# Variable Spielsteine (Astro Pop)



## Chrisi (18. Nov 2004)

Hallo zusammen,

ich sitze an einer schwierigen (für mich) Stelle fest.

Es geht um einen Nachbau des Spieles Astropop, es gibt dort eine Rakette am unteren Spielrand
und von oben kommt eine Fläche aus einzellen Steinen Schrittweise nach unten, wobei man mit dem Raumschiff die Möglichkeit hat einzellne Steine zu greifen und dann nach Farben aufeinander zu stapeln, sobald man dann 4 gleiche Farben nebeneinader hat explodieren die Steine.
Wenn die Mauer zuweit unten ist hat man verloren.

Soweit komme ich gut vorwärts, allerdings hänge ich bei den Steinen die von oben kommen.

Das Problem ist das jeder Stein einzellen ansprechbar sein muss, weil ich berechnen muss welcher Stein wann wo liegt um die Steine dann bei Bedarf explodieren zu lassen.

Beispiel mit 3x3 Steinen:

 x1 x2 x3
 x4 x5 x6     <-- Spielsteine
 x7 x8 x9

     /\           <-- Rakette


Ich habe gebastellt und gebsatellt, komme aber zu keiner sinnvollen Lösung diese Steinmauer zu generieren.

Hat da vieleicht jemand einen Tipp wie man sowas verwirklichen kann ?

Für alle die das Spiel nicht kennen: http://www.zylom.de (Astro Pop)

Viele Grüße und danke,

Chrisi


----------



## Wildcard (18. Nov 2004)

Hätte jetzt mal auf die Schnelle (ohne das Spiel zu kennen) gesagt das 
du am besten ein Stein Objekt machst.
So ein Objekt erzeugst du jedesmal wenn ein Stein von oben kommt.
Der Stein müsste mindestens wissen wo er ist, seine Farbe kennen und eine move methode haben.
Wie gesagt, war nur mal so mein erster gedanke  :wink:


----------



## Chrisi (18. Nov 2004)

Hallo,

der Gedanke hört sich gut an ;-)

Kannst du mir da noch ein wenig mehr Info geben ?

Ich habe eine Klasse geschrieben die eine Fläche erzeugt, wie ich sie haben will, diese binde ich dann in meinen
Spielthread ein und lasse die "Mauer" von oben nach unten wandern, klappt ;-)

Nur ist die Fläche ein fetter Klumpen, ich muss die Fläche irgendwie zerlegen bzw. so aufbauen das es einzellene Elemente sind auf die ich zugreifen kann ...
Habe da schon über einen Array nachgedacht, weiss aber nicht wirklich ob das Sinn macht.

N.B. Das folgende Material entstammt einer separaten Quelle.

Issue #1821, opened 2017-03-16
To upgrade to travis xcode7.3 image


aldenml:
libtorrent version (or branch): `master`

Finally I discovered the reason `brew` is failing with such a frequency in travis. The relevant documentation is here: https://github.com/travis-ci/travis-ci/issues/7456

Summary:
The `cache` feature uses `md5deep`. That program is not included in all images of old Mac OS (who knows why aren't they all equals). They install it with `brew` and that triggers a `brew update`. But the entire process of downloading the "cache" fails for multiple reasons (size one of them), leaving garbage and locks.

I checked the behavior in my account.

Easy solution is use the next (and default) version xcode7.3, but that requires changing the include of `openssl`, since it's already deprecated in that version. Future versions of xcode simply lack any `openssl` headers.

@arvidn what do you think about that?

arvidn:
thanks for looking into this! I will merge your PR

PR #1824, opened 2017-03-17
using travis xcode7.3 image to avoid brew update issue

aldenml:
To address https://github.com/arvidn/libtorrent/issues/1821 in case you think it's a good idea.

I removed one redundant "brew update" and the invalid option "--quiet"

### DIFF
--- a/.travis.yml
+++ b/.travis.yml
@@ -8,13 +8,13 @@ matrix:
     - env: variant=test_release coverage=1 tests=1 toolset=gcc-coverage python=1
     - env: autotools=1 toolset=gcc
     - os: osx
-      osx_image: xcode6.4
+      osx_image: xcode7.3
       env: variant=test_release docs=1 tests=1 toolset=darwin
     - os: osx
-      osx_image: xcode6.4
+      osx_image: xcode7.3
       env: variant=test_debug ssl=openssl tests=1 crypto=libcrypto toolset=darwin
     - os: osx
-      osx_image: xcode6.4
+      osx_image: xcode7.3
       env: variant=test_barebones tools=1 examples=1 toolset=darwin python=1
     - dist: trusty
       env: arch=arm toolset=gcc-arm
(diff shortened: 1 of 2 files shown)


.travis.yml
```diff
@@ -55,17 +55,17 @@ before_install:
...
-    travis_retry brew install --quiet docutils;
+    travis_retry brew install docutils;
     mkdir -p /Users/travis/Library/Python/2.7/lib/python/site-packages;
     echo ''import site; site.addsitedir("/usr/local/lib/python2.7/site-packages")'' >> /Users/travis/Library/Python/2.7/lib/python/site-packages/homebrew.pth;
     sudo easy_install Pygments;
     sudo easy_install -U aafigure;
-    travis_retry brew install --quiet graphviz;
-    travis_retry brew install --quiet Homebrew/python/pillow;
+    travis_retry brew install graphviz;
+    travis_retry brew install Homebrew/python/pillow;
```
arvidn: I wonder if merging these two calls into a singe ``brew install`` would make it more likely to pass too

.travis.yml
```diff
@@ -8,13 +8,13 @@ matrix:
...
-      osx_image: xcode6.4
+      osx_image: xcode7.3
       env: variant=test_release docs=1 tests=1 toolset=darwin
     - os: osx
-      osx_image: xcode6.4
+      osx_image: xcode7.3
       env: variant=test_debug ssl=openssl tests=1 crypto=libcrypto toolset=darwin
     - os: osx
-      osx_image: xcode6.4
+      osx_image: xcode7.3
```
arvidn: does the new version of xcode improve anything related to brew?

aldenml: yes, it's in the summary of https://github.com/arvidn/libtorrent/issues/1821

Jamfile
```diff
@@ -27,7 +27,6 @@ if $(BOOST_ROOT)
 else
 {
 	local boost-lib-search-path =
-		<search>/usr/lib
```
arvidn: is your assertion here that this is always a default search path?

.travis.yml
aldenml: hardly a significant factor

Jamfile
aldenml: yes, and in fact, it gets in the way, since it's explicitly passed, and it takes higher priority, event if a custom toolchain does not depend on the system libraries

aldenml: To rephrase the above: If you use a custom toolchain or specify --sysroot, then explicitly passing `/usr/lib` is a problem, if you use a system toolchain, then it takes higher priority.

Ich hatte schon den Einfall in dem Array nur die Koordinaten und die Farbe zu speichern, dann könnte man Prima verschiedene Level realiesieren, bzw. die Steinanzahl und Verteilung ändern ;-)

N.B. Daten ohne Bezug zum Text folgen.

PR #1828, opened 2017-03-18
is_ip_address refactor and minor code cleanup

aldenml:


src/broadcast_socket.cpp
```diff
@@ -56,10 +56,10 @@ using namespace std::placeholders;
 
 namespace libtorrent
 {
-	bool is_ip_address(char const* host)
+	bool is_ip_address(string_view host)
 	{
 		error_code ec;
-		address::from_string(host, ec);
+		address::from_string(host.data(), ec);
```
arvidn: what's returned from ``data()`` is not necessarily 0-terminated, so I don't think this is right

arvidn: there is an overload of ``from_string`` that takes a ``std::string const&`` though, so maybe the best solution for now is to make ``is_ip_address`` take that as its parameter

aldenml: ok

src/session_impl.cpp
```diff
@@ -633,9 +633,7 @@ namespace aux {
 		update_dht();
 		update_peer_fingerprint();
 		update_dht_bootstrap_nodes();
-#ifndef TORRENT_DISABLE_DHT
 		update_dht_announce_interval();
```
arvidn: is this change significant? I wouldn't expect this function to do anything when DHT is disabled

aldenml: not, but just for aesthetics.

src/torrent.cpp
```diff
@@ -5790,8 +5790,8 @@ namespace libtorrent
 			return;
 		}
 
-		bool const is_ip = is_ip_address(hostname.c_str());
-		if (is_ip) a.address(address::from_string(hostname.c_str(), ec));
+		bool const is_ip = is_ip_address(hostname);
+		if (is_ip) a.address(address::from_string(hostname, ec));
```
arvidn: heh, this code is a bit weird (unrelated to your patch). ``is_ip_address()`` just calls ``from_string`` and checks the error, it seems redundant to just call it twice here

aldenml: true

arvidn:
lgtm. just one question about the disable DHT define

PR #1830, opened 2017-03-18
fix setup of DHT logic in session_impl::init

aldenml:
Due to the way `settings_pack` works when applied, special care should be taken when creating the session and the DHT. Three cases should be considered:
1-) `dht_bootstrap_nodes` setting not touched
2-) `dht_bootstrap_nodes` changed but not empty (`""`)
3-) `dht_bootstrap_nodes` set to empty (`""`)

### In `master`
Currently, with head `master`, if you see the log stream, this is what you get:
1-) `dht_bootstrap_nodes` setting not touched
**This is the worst case, the DHT is twice created and bootstrapped.**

Also wäre in diesem Falle der Array sowas wie eine Bauzeichnung für das Mauerwerk ...

Kannst du mir deine Gedanken etwas näher erklären ?

Viele Grüße,

Chrisi


----------



## Wildcard (18. Nov 2004)

Ich weiß jetzt leider nicht wie das bei dir aussieht  und was man dann letztendlich im Spiel macht,
aber ich geh jetzt einfach mal davon aus das du auf ein Panel oder so zeichnest.
Wenn du einen neuen Stein brauchst erzeugst du ein neues Stein-Objekt und gibst ihm über den 
Konstruktor eine Startposition und eine Farbe.
Alle Steine auf dem Panel stecken in bspw. einer Hashmap, also brauchen sie noch eine ID die du
als Key benutzt. 
Wird ein Stein angeklickt (oder wie bewegt man die?) müsste dein Controller die Steine fragen
welcher auf diesem Punkt sitzt (da ja nur sie ihre Position kennen), und entsprechend reagieren.
Je nach Komplexität deines Spiels währe auch zu überlegen ob jeder Stein sich selbst zeichnet,
oder ob es reicht, dass das deine Viewer Klasse übernimmt.

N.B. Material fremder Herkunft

PR #1832, opened 2017-03-19
make DHT bootstrapping more robust by not throwing away nodes

arvidn:


arvidn:
@aldenml does this make sense to you? the diff looks a bit more complex than it is (because of some indentation changes). I'll mark it up with some comments in a bit

include/libtorrent/kademlia/refresh.hpp
```diff
@@ -51,8 +51,6 @@ class bootstrap : public get_peers
 	observer_ptr new_observer(udp::endpoint const& ep
 		, node_id const& id);
 
-	void trim_seed_nodes();
```
arvidn: this was the main thing I wanted to get rid of

include/libtorrent/kademlia/traversal_algorithm.hpp
```diff
@@ -105,15 +105,27 @@ struct TORRENT_EXTRA_EXPORT traversal_algorithm : boost::noncopyable
 	int num_timeouts() const { return m_timeouts; }
 
 	node& m_node;
+
+	// this vector is sorted by node-id distance from our node id. Closer nodes
+	// are earlier in the vector. However, not the entire vector is necessarily
+	// sorted, the tail of the vector may contain nodes out-of-order. This is
+	// used when bootstrapping. The ``m_sorted_results`` member indicates how
+	// many of the first elements are sorted.
```
arvidn: this describes the main change in this patch

src/kademlia/traversal_algorithm.cpp
```diff
@@ -118,85 +140,110 @@ void traversal_algorithm::add_entry(node_id const& id
 		done();
 		return;
 	}
+
+	o->flags |= flags;
+
 	if (id.is_all_zeros())
```
arvidn: the observation I made was that bootstrap nodes (i.e. the ones we load from our state file) never have node IDs associated with them. it's unnecessary to generate bogus node IDs and then sort the nodes based on them. Instead, allow the tail of ``m_results`` to be unsorted, and function as back-up nodes when lookups fails (and don't yield more nodes)

src/kademlia/traversal_algorithm.cpp
```diff
@@ -118,85 +140,110 @@ void traversal_algorithm::add_entry(node_id const& id
...
 	{
 		o->set_id(generate_random_id());
 		o->flags |= observer::flag_no_id;
-	}
 
-	o->flags |= flags;
+		m_results.push_back(o);
```
arvidn: I just push back here, causing most of this function to end up in the "else" block, and gaining one level of indentation (which makes the patch look ugly)

src/kademlia/traversal_algorithm.cpp
```diff
@@ -118,85 +140,110 @@ void traversal_algorithm::add_entry(node_id const& id
...
-				, distance_exp(m_target, id), m_invoke_count, name());
-		}
-#endif
-		iter = m_results.insert(iter, o);
-
-		TORRENT_ASSERT(libtorrent::dht::is_sorted(m_results.begin(), m_results.end()
-			, [this](observer_ptr const& lhs, observer_ptr const& rhs)
-			{ return compare_ref(lhs->id(), rhs->id(), m_target); }));
-	}
+	TORRENT_ASSERT(libtorrent::dht::is_sorted(m_results.begin(), end
```
arvidn: the new invariant is that the head of this vector is sorted

aldenml:
@arvidn I think I can vaguely grasp the idea, but at this moment I'm far from be able to emit an opinion about correctness.

PR #1838, opened 2017-03-22
fix python binding for parse_magnet_uri

arvidn:


bindings/python/test.py
```diff
@@ -256,6 +256,14 @@ def test_sha1hash(self):
...
 		self.assertEqual(h, str(s))
 
+class test_magnet_link(unittest.TestCase):
+
+	def test_parse_magnet_uri(self):
+		ses = lt.session({})
+		magnet = 'magnet:?xt=urn:btih:C6EIF4CCYDBTIJVG3APAGM7M4NDONCTI'
+		p = lt.parse_magnet_uri(magnet)
+		p['save_path'] = '.'
+		h = ses.add_torrent(p)
```
cas--: Should have an assert that will also show up the second issue; incorrect hash calculated:

```
self.assertEqual(str(h.info_hash()), '178882f042c0c33426a6d81e0333ece346e68a68')
```

cas--:
That's a bit strange that it is passing the test...

arvidn:
the magnet link uses base32 encoding of the info-hash. This is unusual (the original specification used this, but as far as I recall it was changed to hex 10 years ago). However, base32 is still supported (and apparently used sometimes).

The info_hash strings used in the python bindings are always hex

PR #1842, opened 2017-03-23
deprecated (undocumented) file:// urls, added torrent_file_path altertive

arvidn:


arvidn:
I'm a bit mixed about the utility of this feature. on the one hand, it makes it really convenient to add lots of torrents very quickly and efficiently. but in practice, I imagine the client would need to load the resume file anyway, so you're already stuck performing an expensive load from disk, so unless that could be done on the libtorrent side as well, is it really that valuable?

arvidn:
I suppose it's still a step in the right direction. I may remove ``torrent_file_path`` before cutting a release from master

Hoffe mal da war wenigstens irgendwas brauchbares dabei  :wink:


----------



## Chrisi (19. Nov 2004)

Danke für deine Hilfe.

Das ganze läuft als Applet.

Die Steine Scrollen Schtittweise von oben auf den unteren Teil des Applets zu, mit der Rakette kann man die einzellnen Steine (wenn keiner davor liegt) greifen, auch mehrer aufeinmal sofern die gleiche Farbe und dann wieder an die Mauer nach oben schmeissen, sobald mehr als 4 sich berühren explodieren die Steine.

Das mit dem greifen ist wohl noch weit weg, mir reicht es wenn ich es hinbekommen kann die Steine so zu generieren, das ich weis wo welcher Stein ist und welche Farbe er hat.

Ich denke das meinst du mit Panel, oder ?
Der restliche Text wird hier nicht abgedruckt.